[Collected data]
################

PR #2442, opened 2026-08-04
Let a consumer declare how a type crosses the wire

woksin:
## Added

- `--type-to-ts` argument and matching `TypeToTsType` MSBuild item declare how a .NET type crosses the wire to TypeScript, and take the place of the built-in mapping for that type.

## Changed

- `@cratis/arc` declares `@cratis/fundamentals` as a peer dependency instead of a versioned dependency. Consumers whose package manager does not install peers automatically must now declare it themselves.

### DIFF
--- a/Source/DotNET/Tools/ProxyGenerator.Build/build/Cratis.Arc.ProxyGenerator.Build.targets
+++ b/Source/DotNET/Tools/ProxyGenerator.Build/build/Cratis.Arc.ProxyGenerator.Build.targets
@@ -37,10 +37,11 @@
             <ExcludeTypes>@(ExcludeType -> '--exclude-type=%(TypeName)', ' ')</ExcludeTypes>
             <ExcludeNamespaces>@(ExcludeNamespace -> '--exclude-namespace=%(Namespace)', ' ')</ExcludeNamespaces>
             <NamespaceRoots>@(NamespaceRoot -> '--namespace-root=%(Namespace)=%(Folder)', ' ')</NamespaceRoots>
+            <TypeMappings>@(TypeToTsType -> '--type-to-ts=%(TypeName)=%(TsType)=%(Package)', ' ')</TypeMappings>
         </PropertyGroup>
 
         <Exec ConsoleToMsBuild="true"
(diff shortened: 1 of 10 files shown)


woksin:
Reviewer context — verification and design notes, kept out of the release notes.

**Design**

- The mapping is consulted **ahead of** `_primitiveTypeMap`. Consulted after, it could only ever add a type the generator has never seen; ahead, it can also correct one it already knows, which is the case the seam exists for. A spec covers the ordering, and reversing it turns three specs red.
- Deliberately an MSBuild item rather than a `[TsType]`-style attribute: a build-time concern belongs in the build file, and an attribute cannot express a mapping for a type the consumer does not own. This follows the `AssemblyToPackageMapping` pattern already in the targets.

**Verification**

- `dotnet build -c Release` 0 warnings 0 errors; `ProxyGenerator.Specs` 1055 specs pass, including all pre-existing ones untouched; `Source/JavaScript/Arc` `yarn ci` 749 specs.
- Generated proxies are committed in consumer repositories, so the guarantee worth protecting is that a build configuring nothing generates exactly what it generated before. A spec covers configure-then-clear leaving no residue, and both mutations (setter stores nothing; lookup moved after the built-in map) were confirmed to turn the intended specs red.

**Notes**

- The peer dependency change is unrelated to the generator feature and is a separate commit. Two copies of `@cratis/fundamentals` in one realm give each its own converter registry and class objects: a converter registered on one reaches only that one, `instanceof` against the other is false, and a version pinned at the top level never reaches a nested copy. Measured: a sibling declaring it as a dependency pinned to 7.16.7, in an app pinning 7.16.8, installs two copies; declared as a peer, one.
- Unrelated to this PR but worth knowing: `DateOnly` and `TimeOnly` still map onto `Date` on `main`. A fix exists on the local `ada-upstream-backlog` branch and has not been pushed.

woksin:
Relabelled **minor** and the peer-dependency change moved out to #2445.

Bundling them was wrong: this half is purely additive and opt-in — a build passing no `--type-to-ts` generates byte-identical output, which is the property that matters since proxies are committed in consumer repositories. The peer-dependency change is the only part that can break an install, and it deserves its own label rather than dragging this one to major.

woksin:
Recombined with the peer-dependency change and relabelled **major**; #2445 is closed as redundant.

`publish.yml` triggers on every merged PR touching `Source/**`, so two PRs here would have cut two Arc releases. One release is preferred, and a release takes the highest bump of its contents — the additive generator feature ships under the major that the dependency change requires, which is the correct semantics for the release even though the feature itself is not breaking.

The two changes remain separate commits, so they stay independently reviewable and revertable.

woksin:

woksin:
Noting for whoever picks this work up, since this PR was closed unmerged and the branch still exists.

CI on this PR failed one job — `proxy-specs (Cratis.Arc.ProxyGenerator.for_TypeExtensions)`. The four specs that configure type mappings race each other: `SetTypeMappings` replaces a static table wholesale, so two specs configuring it concurrently each resolve against the other's table. Distinct subject types do not help, because the replacement takes the whole table with it.

Fixed in `b514f329` on this branch (`feature/proxy-generator-type-mappings`) by putting them in a collection with `DisableParallelization`. Measured on the filtered job CI runs: **9 failures in 10 runs without it, 0 in 10 with it**. Full assembly 1055 pass.

⚠️ Any branch that carries this type-mapping seam **without `b514f329`** will hit the same failure. It reproduces on the filtered `for_TypeExtensions` job and generally does not on a full-assembly run, which is why it reached CI in the first place.

PR #1066, opened 2023-07-06
Amend Speeduino ini hint for VR sensors to make it clearer which edge to pick

mike501:
Despite having details in the wiki we still get frequent questions on trigger edge settings relating to VR sensors. Amended the hint against the primary and secondary edge selection to inform which edge to pick for Max or DSC VR conditioners. 

Hopefully this will remove some confusion, reduce frustration and ease peoples start with speeduino as well as get rid of some comments about timing drift.


PSIG-dev (commented):
Ah, I didn't see this coming, or would have suggested the difference of the modules in output inversion, e.g.:
VR conditioners need to have Trigger Edge in TunerStudio set to the correct option based on the conditioner you are using, based on either signal inverted output or non-inverted output. Rising for MAX or LM conditioners (inverted output), and Falling for DSC and most others (non-inverted output).

Issue #1061, opened 2023-06-19
Possibility of extended ignition pulse and Dwell limiter bypassed when switching from half to full sync.


TBAMax:
This is related to the #1051 issue that is fixed by now, and was for the fuel injection. The same is possible for the ignition channels. That when switching from half sync to full sync, the ignStartFunction() ignEndFunction() assignments are changed, and this may result in the already started ignition pulse to stick ON, resulting in very long dwell pulse. May happen occassionally when switching moment happens to align with the ignition pulse. 
 Dwell limiter also do not prevent of catch this, because dwell limiter also uses every channels individual ignEndFunction() to end the pulse, but when this function do not affect the real particular output any more this has no effect.

TBAMax:
Managed to capture the ignition pulse sticking during test, just a quick image here while the solution is in the proggress:
![image](https://github.com/noisymime/speeduino/assets/36799067/afa9913e-8f05-4d5c-a259-e619c6c8fd1f)

TBAMax:
Just another image showing more clear that this is happening during starting up:
![image](https://github.com/noisymime/speeduino/assets/36799067/bff34725-3a47-40e0-8ad8-62997a0e5e39)

TBAMax:
I close the issue here, just to get the issues folder a little cleaner. Also since there is already a pull request(s) up for fixing the issue.

PR #1068, opened 2023-07-07
Fixes to the HalfToFullSync

TBAMax:
Fixes against the possibility that some ignition outputs can at rare cases be left fully ON for the whole cycle.
Fixes the #1061.
Related to the #1051 and #1052 , but this time the different approach taken to resolve the issue.


TBAMax:
Replaced by #1069.

PR #1069, opened 2023-07-08
Fix against rare possibility of overdwell ignition pulse.

TBAMax:
New better version of #1068.


TBAMax:
The issue it was correcting still stands, but this branch was outdated.

PR #1076, opened 2023-07-26
Fix STM32duino RTC library version to 1.2.0

pazi88:
Seems that the RTC on STM32 fails to keep up time when powered on VBAT if the RTC library version is higher than 1.2.0. So for now, I did fix the RTC library version to 1.2.0 which seems to be the newest one that works.

I did also report this bug on the library itself, so lets see if this gets fixed at some point: https://github.com/stm32duino/STM32RTC/issues/96

### DIFF
--- a/platformio.ini
+++ b/platformio.ini
@@ -71,7 +71,8 @@ platform = ststm32
 framework = arduino
 ;board = genericSTM32F407VET6
 board = black_f407ve
-lib_deps = stm32duino/STM32duino RTC, greiman/SdFat
+; RTC library fixed to 1.2.0, because in newer than that the RTC fails to keep up time. At least up to 1.3.7 version
+lib_deps = stm32duino/STM32duino RTC @ 1.2.0, greiman/SdFat
 board_build.core = stm32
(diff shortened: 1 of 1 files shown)


noisymime:
What was the outcome of this one? 

Based on the stm32duino issue, this is a code issue within the Speedy firmware somewhere?

noisymime:
Is this still needed?

pazi88:
> Is this still needed?

Yes. It doesn't work without. Though I haven't had time to test if the newer library works with code changes.

noisymime:
Have merged this one for now, but let's keep an eye on the situation with the new versions and see if this can be removed at any point in the future.

pazi88:
> Have merged this one for now, but let's keep an eye on the situation with the new versions and see if this can be removed at any point in the future.

Good. I have been trying to make this work with the newest library version based on the authors suggestions, but I haven't been able to make it work, as well as it works with 1.2.0 version. I can make it "work" with the latest version, but that will cause 2-second delay when powering on without RTC battery, which seems like forever when trying to start the car. Which is unacceptable in my opinion.

But I try to work on this, when I have time.

PR #1077, opened 2023-07-27
TS Engine constants menu

adamg-86:
Moved the fueling calculation options from VE Table to the engine constants menu.
The option takes a lot of space in the VE table so I moved them to another menu. 
TS-menu


noisymime:
I understand trying to get more space for the VE table, but the engine constants dialog really isn't the right place for these settings. They are closely tied to the VE table and need to be alongside it somehow to show that association. 

Perhaps a column on the right of the table rather than another row underneath? It's the vertical real estate that is tighter than the horizontal, so that might make for a better fit .

noisymime:
Closing as this is not the correct location for these settings. I am considering removing some of these for future versions, which would make this redundant.

PR #1079, opened 2023-07-28
T4.1 Flex timers for knock monitoring

rafolg:
Place holder code to implement flex timers for knock monitoring on T4.1


rafolg:
This code is still incomplete outside of my private branch. Just wanted to show my logic to communicating to the TPIC via advanced SPI. The TPIC will always lag one response behind the current quey, the datasheet sets the query order. So in order to get a specific response, two queries need to be made - That is the one you want plus the next one on the list.

PR #1081, opened 2023-08-06
Performance: use cached values instead of recalculating

adbancroft:
In `loop()`, only recalculate pulse widths, injection angles and ignition angles when the inputs to those calculations have changed. Otherwise use the values from the previous iteration of `loop()`.

Exact speed up varies dependent on tune & rpm. Testing between 3900 & 4100 RPM shows a 15% to 40%+ speed up in loop/s on Mega2560 (tested under various combinations of spark mode, fuel trims etc.).

Log comparison below is 4 cylinder, 60-2 missing tooth, full sequential fuel + fuel trims, sequential spark and RPM 1000 to 12000:
avoid_calcs

### DIFF
--- a/speeduino/auxiliaries.ino
+++ b/speeduino/auxiliaries.ino
@@ -887,10 +887,10 @@ void nitrousControl(void)
     if( (isArmed == true) && (currentStatus.coolant > (configPage10.n2o_minCLT - CALIBRATION_TEMPERATURE_OFFSET)) && (currentStatus.TPS > configPage10.n2o_minTPS) && (currentStatus.O2 < configPage10.n2o_maxAFR) && (currentStatus.MAP < (uint16_t)(configPage10.n2o_maxMAP * 2)) )
     {
       //Config page values are divided by 100 to fit within a byte. Multiply them back out to real values. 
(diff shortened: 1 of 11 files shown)


TBAMax:
Quite a lot of changes for implementation of idea that seems quite easy to do by description...
Though interested to hear about the tests on that. In some sence seems somewhat dangerous optimization, because of possibility of providing false sence of good loop speed, but it actually falls during transitional conditions when loop speed is actually needed. Talking about the general idea in the headline. No idea about the specific implementation.

adbancroft:
> Quite a lot of changes for implementation of idea that seems quite easy to do by description...

Totally agree: there was quote a bit of prep work needed make the final implementation "simple". There are only a few commits that really make the PR: ae979dfef3c7ba965789e3920a05e7088a58e09f, 727085679d190183c466196974a9e7d17a666de8, 1129c2ae3c3c4c56e5883744be1b380fe2480f83, ca3c4dc488ee85187081222e3803a18cc87a53aa

adbancroft:
> In some sence seems somewhat dangerous optimization

Yes - it's a little fragile (easy for future PRs to break it) and and the data flow/dependency flow is (possibly?) complex for maintainers who aren't familiar with the code base.

But the performance gain is big enough to justify it IMO

PR #1082, opened 2023-08-07
Performance: optimize division

adbancroft:
This PR applies some optimizations around 32-bit division that result in 60%+ performance improvement (loop/s, dependent on tune) and a small reduction in reported RAM usage:

1. Simplify crankMaths: base angle to time and time to angle conversions on decoder computed variables. The conversions use fixed point integer math. I.e no division. The necessary division is done by the decoder code, which is called much less frequently than the conversion functions (~20 to 1 ratio)
   This allows us to eliminate doCrankSpeedCalcs().
3. Decoders that use a fixed triggerToothAngle now use libdivide to optimise triggerSetEndTeeth()
4. Optimize div100([u]int32_t): test if 16-bit calls are possible.
5. Add udiv_32_16() (and unit tests). 
    This is optimised for U32/U16 => U16 and is ~60% faster than using the standard U32/U32=>U32 division operator (i.e. __udivmodsi4).
7. Apply udiv_32_16() where feasible. I.e. everywhere that is already doing U32/U16 => U16
8. Misc. small changes to avoid 32-bit division where possible.

Log comparison below is 4 cylinder, 60-2 missing tooth, full sequential fuel + fuel trims, sequential spark and RPM 1000 to 12000:
optimize division


adbancroft:
@noisymime FYI, the ASM implementation of `udiv_32_16()` is ~40% faster than the C version. Overall that is worth 25-35 loop/s (or ~2-3% speedup).

adbancroft:
Improved accuracy of fixed point math by rounding divisions & right shifts, instead of truncating. See `SetRevolutionTime, angleToTimeMicroSecPerDegree, timeToAngleDegPerMicroSec`

PR #1093, opened 2023-09-09
Add filter count for when a filter rejects a primary trigger pulse

mike501:
Enables users to see if a filter is having lots of fails to help diagnose issues and confirm if they've got the right filter setting.

A number of decoders had the formatting corrected when pasting in the 2 lines to count the failures.


mike501:
updated code to latest release, did a push and its not appeared here. Closing this PR and raising a new one.

PR #1097, opened 2023-09-15
Map Threshold for DFCO

155ac:
*Adds a MAP threshold option for DFCO, This will make the DFCO code to work like the ms2, It will only trigger the DFCO when both MAP and TPS are below the threshold

*Adds minimum value of 0.5% for TPS this fix a problem when the values is set to 0% the DFCO is not triggering because the TPS never gets below 0%

*Adds default values for DFCO in TS

*Change DCFO settings locations and change some names for better understanding

new dfco

### DIFF
--- a/speeduino/board_stm32_official.h
+++ b/speeduino/board_stm32_official.h
@@ -22,8 +22,7 @@
   #include "stm32f3xx_ll_tim.h"
 #elif defined(STM32F4)
   #include "stm32f4xx_ll_tim.h"
-  #include "stm32f4xx_hal_can.h"
-  #ifndef HAL_CAN_MODULE_ENABLED
+  #if defined(STM32F407xx) && !defined(HAL_CAN_MODULE_ENABLED)
     #warning "CAN module is not enabled. Internal CAN will NOT be available"
   #endif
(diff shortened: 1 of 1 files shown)


Nocnafuria22:
Great feature but don't forget to add hysteresis because the map value can oscillate during DFCO.

155ac:
> Great feature but don't forget to add hysteresis because the map value can oscillate during DFCO.

there is no need for hysteresis because the speeduino it self have a option to remove oscillations from the map.

Nocnafuria22:
> > Great feature but don't forget to add hysteresis because the map value can oscillate during DFCO.
> 
> there is no need for hysteresis because the speeduino it self have a option to remove oscillations from the map.

Not with instantaneous map sample method. Even with event average it can oscilate 1-2 kpa per 0.5 sec.

noisymime:
1 concern I have with this is what happens if someone doesn't have a MAP sensor connected? The same can probably be said for TPS, but that is more unusual than no MAP sensor. 

Is it worth adding a separate option to enable this?

Nocnafuria22:
``
> 
> Is it worth adding a separate option to enable this?

In my case it would be helpfully.

PR #1296, opened 2025-04-26
Refactor dfco for better readability and minor performance improvement

GatisPastars:
Decided to open a can of worms here :)

Refactored two following methods. MISRA is not violated since single return is only recommendation and these methods do not allocate resources that needs to be released before return.

1. DFCO fuel correction calculation method for cleaner code: 
a) gave it a name with verb in it - getDfcoFuelCorrection
b) moved early exit conditions to top
c) replaced comparing condition with min()
d) replaced deep nesting and else statements with simple one level conditions

2. Refactored DFCO Activation and status reading method for cleaner code:
a) gave it a name with verb in it - isDfcoOngoing
b) moved early exit conditions to top
c) got rid of condition that checked if dfco is off when it was on to reset dfcoDelay. Now dfcoDelay is reset when state changes. Should give minor performance improvement while dfco is running.
d) swapped dfco conditions so that the fastest one would be executed first
e) replaced deep nesting and else statements with simple one level conditions
f) added more tests and gave existing ones longer names

Code was compiled, built and unit tested for Teensy 4.1

### DIFF
--- a/speeduino/corrections.cpp
+++ b/speeduino/corrections.cpp
@@ -138,7 +138,7 @@ uint16_t correctionsFuel(void)
   currentStatus.launchCorrection = correctionLaunch();
   if (currentStatus.launchCorrection != 100) { sumCorrections = div100(sumCorrections * currentStatus.launchCorrection); }
 
-  bitWrite(currentStatus.status1, BIT_STATUS1_DFCO, correctionDFCO());
+  bitWrite(currentStatus.status1, BIT_STATUS1_DFCO, isDfcoOngoing());
   byte dfcoTaperCorrection = getDfcoFuelCorrectionPercentage();
   if (dfcoTaperCorrection == 0) { sumCorrections = 0; }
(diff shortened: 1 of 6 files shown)


speeduino/corrections.cpp
```diff
@@ -517,53 +520,69 @@ byte correctionLaunch(void)
...
+  }
+  return map(dfcoTaper, configPage9.dfcoTaperTime, 0, 100, configPage9.dfcoTaperFuel);
 }
 
 /*
  * Returns true if deceleration fuel cutoff should be on, false if its off
+ * Mutates dfcoDelay
  */
-bool correctionDFCO(void)
+bool isDfcoOngoing(void)
```
GatisPastars, line 553: @noisymime Would You prefer to isolate these functions from configs and statuses for clarity and easier testing? Just like calculateAfrTarget does for example? As I understand - cost for passing few pointers as parameters is insignificant.

PR #1297, opened 2025-04-28
Ford TFI Decoder

PascalGodin:
Decoder for Ford TFI Distributor mounted wheel with narrower signature tooth for cylinder no 1


noisymime:
Thanks for the PR. Has this been tested on a car yet?

PascalGodin:
Yes, tested on a 8 cylinder (my truck). 4 and 6 cylinders are not tested but assume the same width ratio of regular vs signature teeth for all cylinder count.

PR #1306, opened 2025-06-08
Optimise arduino library management in speeduino repo

adbancroft:
Both Platform IO and Arduino support the library concept as a means of sharing code across projects. This PR replaces 4 chunks of code with existing libraries:

1. src/libdivide - replaced by libdivide library
2. Optimised division (udiv_32_16) - replaced by avr-fast-div library
3. Optimised bit shifts (lshift, rshift) - replaced by avr-fast-shift library
4. src/fastcrc - replaced by FastCRC library

(note: all library versions are pinned)

This:
- improves maintainability: conceptually less code to grok, unit test, scan etc. E.g. no need to rename libdivide folder before & after MISRA scan.
- Works with our tooling as intended
- Supports the OSS community by dogfooding our own code (avr-fast-div, avr-fast-shift) & reusing others (libdivide, FastCRC).

### DIFF
--- a/speeduino/decoders.cpp
+++ b/speeduino/decoders.cpp
@@ -6065,8 +6065,8 @@ void triggerSec_FordTFI(void)
   {     
     if ((curGap > 0) && (curGap < 20000000)) // Limit to prevent overflow
     {  
-      targetGap2 = curGap * 110UL / 100UL; // Wide last teeth gap min
-      targetGap3 = curGap * 90UL / 100UL; // Narrow last teeth minus one gap max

################

== Problem statement ==
From the records above, return each line that has the string "description".

== Written response ==
Quite a lot of changes for implementation of idea that seems quite easy to do by description...
> Quite a lot of changes for implementation of idea that seems quite easy to do by description...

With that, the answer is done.